Supercritical boiler technology offers an additional benefit over the competing technologies. Because of its higher efficiency levels, CO2 emissions are substantially less. Although it’s not clear when or to what extent carbon emissions will be regulated in the U.S., it’s increasingly likely that some form of carbon constraint will be imposed at an undetermined point in the future, and the more efficient boiler plants will stand a better chance of surviving.
Cost and Financing
The almighty dollar, of course, has much to say about whether the boiler market demonstrates a significant upsurge and also about which technologies are implemented. Each project must promise a reasonable return in a reasonable length of time, which requires the existence of stable power offtake agreements (and/or access to lucrative wholesale market opportunities), manageable capital costs, and the availability of funds.
The last item – availability of funds – is becoming more important in light of the growing risks surrounding project-financed ventures in the power industry. “There’s definitely a trend toward balance sheet financing in the industry,” said Foster Wheeler’s Lutes. “Developers considering project financing will have to negotiate a single-point wrap with the EPC in order to convince lenders that the risks are manageable.

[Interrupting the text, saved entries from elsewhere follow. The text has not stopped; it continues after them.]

PR #5699, opened 2024-04-03
SALTO-5599 Fix multiline regex to support $ before a reference

kami-delaroz:
Fix multiline regex to support $ before a reference
For example: "Cost:  ${{issue.Cost}} for year" - we should be able to escape the given $, and match the reference to cost

---

None

---
_Release Notes_: 
None

---
_User Notifications_: 
None

### DIFF
--- a/packages/parser/src/parser/internal/native/lexer.ts
+++ b/packages/parser/src/parser/internal/native/lexer.ts
@@ -50,7 +50,14 @@ export const TOKEN_TYPES = {
 
 const WORD_PART = '[a-zA-Z_][\\w.@]*'
 const NEWLINE_CHARS = '\r\n\u2028\u2029'
-const MULTILINE_CONTENT = new RegExp(`.*\\\\\\$\\{.*[${NEWLINE_CHARS}]|.*?(?=\\$\\{)|.*[${NEWLINE_CHARS}]`)
+// In multiline strings, we want to match content till a reference expression, so next token matches the reference.
+// to do this we use a lookahead that finds the '${', but matches the string without it. the next token should catch the full ${<reference>} expression.
+// But, if the origin string contains something like ${<some text> {<reference>}}, the $ will be escaped by us and we get \${<some text> {<reference>}}
+// So, we need to distinguish between '${' and '\${', and the first alternative in the regex actually checks for a '${' preceded by at least one char that isn't \
+// The second alternative checks for strings containing '\${', and stops right after, to avoid including real references that comes after
+// The third alternative matches any other string, till a new line.
+const MULTILINE_CONTENT = new RegExp(`.*?[^\\\\](?=\\$\\{)|.*\\\\\\$\\{|.*[${NEWLINE_CHARS}]`)
+const ALL_TILL_NEW_LINE = new RegExp(`.*[${NEWLINE_CHARS}]`)
 // Template markers are added to prevent incorrect parsing of user created strings that look like Salto references.
 // We accept unicode newline characters because the string dump code does not treat them as newlines so they can appear
 // in a single line string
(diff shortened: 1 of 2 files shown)


packages/parser/src/parser/internal/native/helpers.ts
```diff
@@ -55,7 +55,7 @@ export const parseTopLevelID = (context: ParseContext, fullname: string, range:
   return new ElemID(adapter, name)
 }
 
-export const createReferenceExpresion = (ref: string): ReferenceExpression | IllegalReference => {
+export const createReferenceExpression = (ref: string): ReferenceExpression | IllegalReference => {
```
ori-moisis, line 58: not that I am against fixing typos
but parser PRs are at a high risk of getting reverted, so might be best to split this to a separate PR

packages/parser/test/parser/parse.test.ts
```diff
@@ -733,6 +736,29 @@ value
           '}}\nvalue',
         ])
       })
+
+      it('should parse references to complex multiline template as TemplateExpression', () => {
```
ori-moisis, line 740: I think the name of the test should be move specific about the use case and not generally say "complex".
complex does not give any information, it is like calling something "quick", it is meaningless...

specifically we are testing the case where a template exists on the same line as an escaped template marker

packages/parser/test/parser/parse.test.ts
```diff
@@ -733,6 +736,29 @@ value
           '}}\nvalue',
         ])
       })
+
+      it('should parse references in multiline that exists on the same line as an escaped template marker as TemplateExpression', () => {
```
adfineberg, line 740: Not sure, but maybe also add a test in `dump.test.ts` that dumps and parses the dump?

packages/parser/src/parser/internal/native/lexer.ts
```diff
@@ -50,7 +50,14 @@ export const TOKEN_TYPES = {
...
 const NEWLINE_CHARS = '\r\n\u2028\u2029'
-const MULTILINE_CONTENT = new RegExp(`.*\\\\\\$\\{.*[${NEWLINE_CHARS}]|.*?(?=\\$\\{)|.*[${NEWLINE_CHARS}]`)
+// In multiline strings, we want to match content till a reference expression, so next token matches the reference.
+// to do this we use a lookahead that finds the '${', but matches the string without it. the next token should catch the full ${<reference>} expression.
+// But, if the origin string contains something like ${<some text> {<reference>}}, the $ will be escaped by us, and we get \${<some text> {<reference>}}
+// So, we need to distinguish between '${' and '\${'.
+// The first alternative in the regex actually checks for a '${' preceded by at least one char that isn't \
+// The second alternative checks for strings containing '\${', and stops right after, to avoid including real references that comes after
+// The third alternative matches any other string, until a new line.
+const MULTILINE_CONTENT = new RegExp(`.*?[^\\\\](?=\\$\\{)|.*\\\\\\$\\{|.*[${NEWLINE_CHARS}]`)
```
adfineberg, line 60: Didn't we discuss splitting this into 3 different tokenizers?

kami-delaroz: I'm not sure it's clearer, given the explanation comment

adfineberg: Not sure, because if you split it into 3 tokens, only the last one needs to be with the `new Regexp` format, so it's **MUCH** more readable. (also, I prefer to limit comments if there's an option to have it encapsulated in the variable name)

packages/parser/test/parser/parse.test.ts
kami-delaroz: I'll have a look. but prefer not to risk this PR from getting into next deployment as this is an important fix

packages/parser/src/parser/internal/native/lexer.ts
kami-delaroz: after wasting so much time understanding what was the intention in these regexes I highly disagree and will keep this explanation anyway :)
I tried to slit it back then and it got totally broken. will give it another try if I get to it today

kami-delaroz: OK. Just verifying we're aligned that the conflicts matcher is using the same multi-line-content regex, that it has an open bug ticket and will need a refactor soon, and that the split of the regex will be in both matchers

ori-moisis: what? no
the conflict content was supposed to use a different regex, I am pretty sure the version I approved had that fix
when and why was this changed back?

kami-delaroz: look at commit number 3 :) it was before the approval
I'm still investigating this area

PR #5708, opened 2024-04-04
SALTO-5404: Set prettier to ignore json files under test folder

shoshana-houri:
We want to be able to define mock replies JSONs (like [this one](https://github.com/salto-io/salto/blob/main/packages/serviceplaceholder-adapter/test/fetch_mock_replies.json)) in a more concise format. Therefore, we should disable Prettier for JSON files located directly within test directories.

---

---
_Release Notes_: 
None

---
_User Notifications_: 
None

### DIFF
--- a/.prettierignore
+++ b/.prettierignore
@@ -1,0 +1,1 @@
+packages/*/test/*.json


netama (approved):
thanks!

The EPC, in turn, to cover its risks, will raise the price to the developer, and the $/kW cost will go up. This chain of events may prevent some projects from moving forward.”
Table 1 includes the nominal $/kW costs for seven of the most likely PC boiler projects under development. Costs range from the $1,000/kW range up to more than $1,500/kW. Notably, all seven plants represent additions to existing coal plants, to take maximum advantage of existing infrastructure and experience and to minimize costs associated with greenfield development, which can add 10 percent or more to the overall cost.
In general, the costs of the supercritical units listed in Table 1 are higher than those of the subcritical units, although much of this difference is likely due to site-specific factors and not to the technologies themselves. Most industry experts peg the capital cost delta between new subcritical and supercritical boilers built in the U.S. at around 5 percent. Capital costs can go much higher, of course. “For some of the highly automated once-through units in Europe with multiple equipment redundancies, push-button cycling capabilities and a greater emphasis on plant aesthetics, the price can exceed $3,000/kW,” said Foster Wheeler’s Lutes.